# Color pattern chart?



## Boroview Farm

Does anyone have a link to chart or pictures that I can use to determine the color pattern of my race team? I have to turn in my list to our club's secretary this week, and I have a few birds that I am not sure what to call them.

Michael


----------



## MaryOfExeter

Yep.
http://www3.telus.net/npaw/colors.html
That's a few of them. Although a couple are misleading.
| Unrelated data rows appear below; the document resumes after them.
PR #399, opened 2016-12-31
Added dark theme

ksyko:
Some icons not visible (thumbs and RSS)
App needs to be restarted manually.


theScrabi:
Why did you close it again?

PR #404, opened 2017-01-03
Improve reCaptcha integration

be-neth:
This pull request fixes the following issues from first reCaptcha integration ( #387 ).

> After exiting the reCaptcha activity, I need to re-click on the search field to refresh the query.

Fixed.

> If I click from outside Newpipe Application on a Youtube link the reCaptcha exception is thrown but the activity is not started.

Fixed.

I change the way of starting reCaptchaActivity, using startActivityForResult() and onActivityResult().


theScrabi:
all right thanks

PR #416, opened 2017-01-16
Fix for  video not playable

coffeemakr:
Seems to me like a quick and dirty fix but it's working for me.


theScrabi:
O oh boy relay. I should program more often :) thanks.

coffeemakr:
Really? strage.

coffeemakr:
Ah I saw the error when clicking on videos not on the channel first. It may seem silly but you could try onResume which worked for me.

Issue #407, opened 2017-01-07
Can't play videos since last update


OffifialMITX:
After updating to the latest version (0.8.7) I can't watch videos if I:

1. Do any search
2. Click on any link
3. Go to the profile
4. Click on any link
5. Tap on the big video thumbmail

If I do it nothing happens after 5.

theScrabi:
Noticed that, It's a nasty bug :/

yenon:
It does work after forcing screen rotation, maybe a listener is not being set? I'm on Android 7.1.1, if that helps.

swarnk:
Same thing. I can't watch next or suggested videos. Big play button do nothing...

theScrabi:
Tasty bug :/

theScrabi:
Ok I'm debugging it.

OffifialMITX:
I've installed 0.8.7, no problems at all.

theScrabi:
I see. I tried to diff master with 0.8.6 but I can't find anything. Even debugging does not help.

OffifialMITX:
I found something that could be useful, it looks like an invisible element appears in front of the button. Also for some reason the standard resolution is being ignored.
<table><tr><td><img alt="Screenshot 1" width="300" src="https://cloud.githubusercontent.com/assets/22666602/21981619/9d2d1f5a-dbe8-11e6-8946-96b3e56542ef.png"></td><td><img alt="Screenshot 2" width="300" src="https://cloud.githubusercontent.com/assets/22666602/21981697/efeddd1a-dbe8-11e6-963d-ec9d3e17d442.png"></td></tr></table>

OffifialMITX:
I also found out that if you tap on the top part of the thumbmail (above the play button) it works.

swarnk:
Confirm this. Tap above the play button is works for me too.

coffeemakr:
For me it works when renaming onActivityCreated to onStart. The activity already exists so this method is not called.

OffifialMITX:
This invisible "barrier" disappears on orientation change.

theScrabi:
aha thats it O.o
Now that's ugly. Ok now basicly there is a transparent button laying on top of the thumbnail, and in the image on the right side that button was resized, on the left site it was not resized properly.

theScrabi:
Should work now.

PR #426, opened 2017-01-25
Remove thumbnail button

coffeemakr:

Common abbreviations for the race sheet (as Winspeed only allows up to 4 characters for the color):

BB - Blue bar
BBSP - Blue bar splash
BBPD - Blue bar piebald
BBWF - Blue bar white flight
BC - Blue check
BCSP - Blue check splash
BCPD - Blue check piebald
BCWF - Blue check white flight
DC - Dark check (t-pattern or sometimes heavy checks)
DCSP - Dark check splash
DCPD - Dark check pied
DCWF - Dark check white flight
RB - Red bar
RBSP - Red bar splash
RBPD - Red bar piebald
RBWF - Red bar white flight
RC - Red check
RCSP - Red check splash
RCPD - Red check piebald
RCWF - Red check white flight
RED - Recessive red, red t-pattern
RSPL - Red splash
BSPL - Blue/Black/Brown splash
BLK - Black
WHT - White
GRIZ - Grizzles of all colors
IND - Indigo
AND - Andalusian
SLT - Slate
DBB - Dark/Dirty blue bar
LAV - Lavender
BRWN - Brown
CHOC - Could refer to spread brown, recessive red, indigo, or heavily bronzed birds
BRNZ - Bronze
TIC - Ticked bird (white speck behind the eye(s)) - BBTC/BCTC, etc for whatever color ticked bird it is
YLW - Yellow (recessive yellow or ash-yellow) - YB/YC/YBSP, etc for whatever pattern yellow you have
PEN - Pencil (actually sooty, but people call them "pencil" incorrectly)


----------



## MaryOfExeter

And of course you can always post pictures of your birds for us to tell you what we think you should call it


----------



## PigeonVilla

MaryOfExeter said:


> Yep.
> http://www3.telus.net/npaw/colors.html
> That's a few of them. Although a couple are misleading.
> 
> Common abbreviations for the race sheet (as Winspeed only allows up to 4 characters for the color):
> 
> BB - Blue bar
> BBSP - Blue bar splash
> BBPD - Blue bar piebald
> BBWF - Blue bar white flight
> BC - Blue check
> BCSP - Blue check splash
> BCPD - Blue check piebald
> BCWF - Blue check white flight
> DC - Dark check (t-pattern or sometimes heavy checks)
> DCSP - Dark check splash
> DCPD - Dark check pied
> DCWF - Dark check white flight
> RB - Red bar
> RBSP - Red bar splash
> RBPD - Red bar piebald
> RBWF - Red bar white flight
> RC - Red check
> RCSP - Red check splash
> RCPD - Red check piebald
> RCWF - Red check white flight
> RED - Recessive red, red t-pattern
> RSPL - Red splash
> BSPL - Blue/Black/Brown splash
> BLK - Black
> WHT - White
> GRIZ - Grizzles of all colors
> IND - Indigo
> AND - Andalusian
> SLT - Slate
> DBB - Dark/Dirty blue bar
> LAV - Lavender
> BRWN - Brown
> CHOC - Could refer to spread brown, recessive red, indigo, or heavily bronzed birds
> BRNZ - Bronze
> TIC - Ticked bird (white speck behind the eye(s)) - BBTC/BCTC, etc for whatever color ticked bird it is
> YLW - Yellow (recessive yellow or ash-yellow) - YB/YC/YBSP, etc for whatever pattern yellow you have
> PEN - Pencil (actually sooty, but people call them "pencil" incorrectly)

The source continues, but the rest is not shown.